• [Source material]
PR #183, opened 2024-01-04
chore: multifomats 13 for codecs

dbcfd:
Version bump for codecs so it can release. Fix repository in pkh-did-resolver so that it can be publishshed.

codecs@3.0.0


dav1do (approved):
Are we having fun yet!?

---

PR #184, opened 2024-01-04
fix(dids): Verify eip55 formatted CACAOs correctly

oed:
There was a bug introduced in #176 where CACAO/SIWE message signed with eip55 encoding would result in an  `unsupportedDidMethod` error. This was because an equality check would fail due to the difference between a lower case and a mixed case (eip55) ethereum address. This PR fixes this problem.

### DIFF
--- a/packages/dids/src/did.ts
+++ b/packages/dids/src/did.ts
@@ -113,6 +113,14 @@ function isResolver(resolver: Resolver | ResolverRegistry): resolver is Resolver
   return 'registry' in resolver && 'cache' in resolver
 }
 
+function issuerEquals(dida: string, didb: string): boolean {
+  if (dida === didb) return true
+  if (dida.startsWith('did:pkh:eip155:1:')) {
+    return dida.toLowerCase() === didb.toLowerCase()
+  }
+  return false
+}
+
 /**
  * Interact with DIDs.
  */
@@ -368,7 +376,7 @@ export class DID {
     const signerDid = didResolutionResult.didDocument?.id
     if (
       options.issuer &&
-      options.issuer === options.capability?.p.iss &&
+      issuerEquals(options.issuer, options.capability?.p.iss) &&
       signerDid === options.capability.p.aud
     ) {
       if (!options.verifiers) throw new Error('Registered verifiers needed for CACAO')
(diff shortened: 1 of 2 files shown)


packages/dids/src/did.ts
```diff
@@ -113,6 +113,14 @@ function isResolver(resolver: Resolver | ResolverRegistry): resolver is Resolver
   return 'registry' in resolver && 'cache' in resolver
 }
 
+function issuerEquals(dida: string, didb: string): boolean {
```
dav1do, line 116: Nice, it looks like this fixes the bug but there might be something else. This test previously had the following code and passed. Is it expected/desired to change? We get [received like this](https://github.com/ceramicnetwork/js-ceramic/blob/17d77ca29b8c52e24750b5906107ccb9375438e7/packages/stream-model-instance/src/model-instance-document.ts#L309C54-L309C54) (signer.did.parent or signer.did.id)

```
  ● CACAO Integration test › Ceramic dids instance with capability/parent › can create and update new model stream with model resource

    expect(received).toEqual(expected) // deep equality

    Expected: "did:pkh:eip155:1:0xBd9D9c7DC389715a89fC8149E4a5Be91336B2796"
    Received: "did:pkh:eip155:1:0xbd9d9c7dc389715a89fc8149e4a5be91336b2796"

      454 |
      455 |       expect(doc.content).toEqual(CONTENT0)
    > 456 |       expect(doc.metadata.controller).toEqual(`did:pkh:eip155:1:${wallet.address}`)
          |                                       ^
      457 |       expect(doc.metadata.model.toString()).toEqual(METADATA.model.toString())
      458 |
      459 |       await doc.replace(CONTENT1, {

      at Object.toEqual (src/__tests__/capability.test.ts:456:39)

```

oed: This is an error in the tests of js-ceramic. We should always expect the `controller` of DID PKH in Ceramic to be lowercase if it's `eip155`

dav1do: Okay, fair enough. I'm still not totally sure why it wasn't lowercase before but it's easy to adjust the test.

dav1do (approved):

...

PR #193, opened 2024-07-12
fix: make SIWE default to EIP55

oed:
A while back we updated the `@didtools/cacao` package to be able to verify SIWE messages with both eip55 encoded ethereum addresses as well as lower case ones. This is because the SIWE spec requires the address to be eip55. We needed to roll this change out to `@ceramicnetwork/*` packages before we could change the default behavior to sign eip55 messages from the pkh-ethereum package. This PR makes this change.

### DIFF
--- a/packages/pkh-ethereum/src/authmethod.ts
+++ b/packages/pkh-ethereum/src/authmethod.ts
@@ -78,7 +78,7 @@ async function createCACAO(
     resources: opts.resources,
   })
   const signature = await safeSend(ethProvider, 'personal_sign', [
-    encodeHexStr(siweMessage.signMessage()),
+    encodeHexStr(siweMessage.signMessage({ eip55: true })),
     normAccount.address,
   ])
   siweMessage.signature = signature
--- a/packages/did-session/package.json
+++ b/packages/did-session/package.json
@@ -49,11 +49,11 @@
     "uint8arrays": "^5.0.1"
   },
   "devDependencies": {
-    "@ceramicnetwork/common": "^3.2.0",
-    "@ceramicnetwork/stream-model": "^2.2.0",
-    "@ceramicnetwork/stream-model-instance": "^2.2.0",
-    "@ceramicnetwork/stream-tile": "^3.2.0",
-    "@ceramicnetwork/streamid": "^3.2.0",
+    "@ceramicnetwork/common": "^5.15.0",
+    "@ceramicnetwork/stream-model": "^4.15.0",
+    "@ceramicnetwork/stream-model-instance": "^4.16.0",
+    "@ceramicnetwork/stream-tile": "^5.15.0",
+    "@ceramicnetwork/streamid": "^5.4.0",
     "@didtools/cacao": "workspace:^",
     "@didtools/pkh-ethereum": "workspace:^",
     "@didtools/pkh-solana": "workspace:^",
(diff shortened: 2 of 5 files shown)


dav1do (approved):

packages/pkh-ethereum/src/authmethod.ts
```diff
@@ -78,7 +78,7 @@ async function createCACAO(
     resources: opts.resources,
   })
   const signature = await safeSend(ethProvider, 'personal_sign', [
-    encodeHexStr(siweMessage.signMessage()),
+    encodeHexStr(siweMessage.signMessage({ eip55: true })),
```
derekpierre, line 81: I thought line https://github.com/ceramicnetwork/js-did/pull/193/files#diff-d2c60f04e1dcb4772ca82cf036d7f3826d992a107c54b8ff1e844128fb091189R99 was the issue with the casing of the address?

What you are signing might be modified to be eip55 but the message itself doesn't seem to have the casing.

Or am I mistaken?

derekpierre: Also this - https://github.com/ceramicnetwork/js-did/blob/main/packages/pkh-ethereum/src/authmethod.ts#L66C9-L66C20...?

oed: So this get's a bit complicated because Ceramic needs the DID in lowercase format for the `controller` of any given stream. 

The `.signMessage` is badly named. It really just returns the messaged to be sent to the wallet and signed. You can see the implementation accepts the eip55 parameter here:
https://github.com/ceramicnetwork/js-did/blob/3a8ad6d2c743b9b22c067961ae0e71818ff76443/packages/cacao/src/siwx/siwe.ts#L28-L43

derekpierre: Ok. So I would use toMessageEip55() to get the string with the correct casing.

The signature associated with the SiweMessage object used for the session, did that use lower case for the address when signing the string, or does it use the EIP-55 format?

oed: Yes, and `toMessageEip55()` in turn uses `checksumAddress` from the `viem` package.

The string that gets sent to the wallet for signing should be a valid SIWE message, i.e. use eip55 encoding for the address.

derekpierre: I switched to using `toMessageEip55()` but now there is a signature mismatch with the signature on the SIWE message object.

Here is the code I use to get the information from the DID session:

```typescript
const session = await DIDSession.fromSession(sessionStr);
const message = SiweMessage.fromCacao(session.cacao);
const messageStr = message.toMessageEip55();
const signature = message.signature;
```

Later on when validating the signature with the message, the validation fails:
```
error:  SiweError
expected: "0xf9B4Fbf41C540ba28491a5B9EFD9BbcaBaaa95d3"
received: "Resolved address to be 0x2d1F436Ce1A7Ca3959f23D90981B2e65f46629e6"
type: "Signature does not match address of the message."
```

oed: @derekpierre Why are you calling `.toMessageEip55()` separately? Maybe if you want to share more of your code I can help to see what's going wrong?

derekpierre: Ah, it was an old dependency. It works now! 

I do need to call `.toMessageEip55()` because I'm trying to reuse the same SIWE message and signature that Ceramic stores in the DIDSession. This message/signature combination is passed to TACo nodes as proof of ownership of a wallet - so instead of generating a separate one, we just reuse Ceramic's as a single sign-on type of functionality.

• [What you will do] Retype exactly the lines of the data above that fall between the line with "PR #183, opened 2024-01-04" and the line with "Are we having fun yet!?", inclusive, and add nothing.

• [Exercise result]
PR #183, opened 2024-01-04
chore: multifomats 13 for codecs

dbcfd:
Version bump for codecs so it can release. Fix repository in pkh-did-resolver so that it can be publishshed.

codecs@3.0.0


dav1do (approved):
Are we having fun yet!?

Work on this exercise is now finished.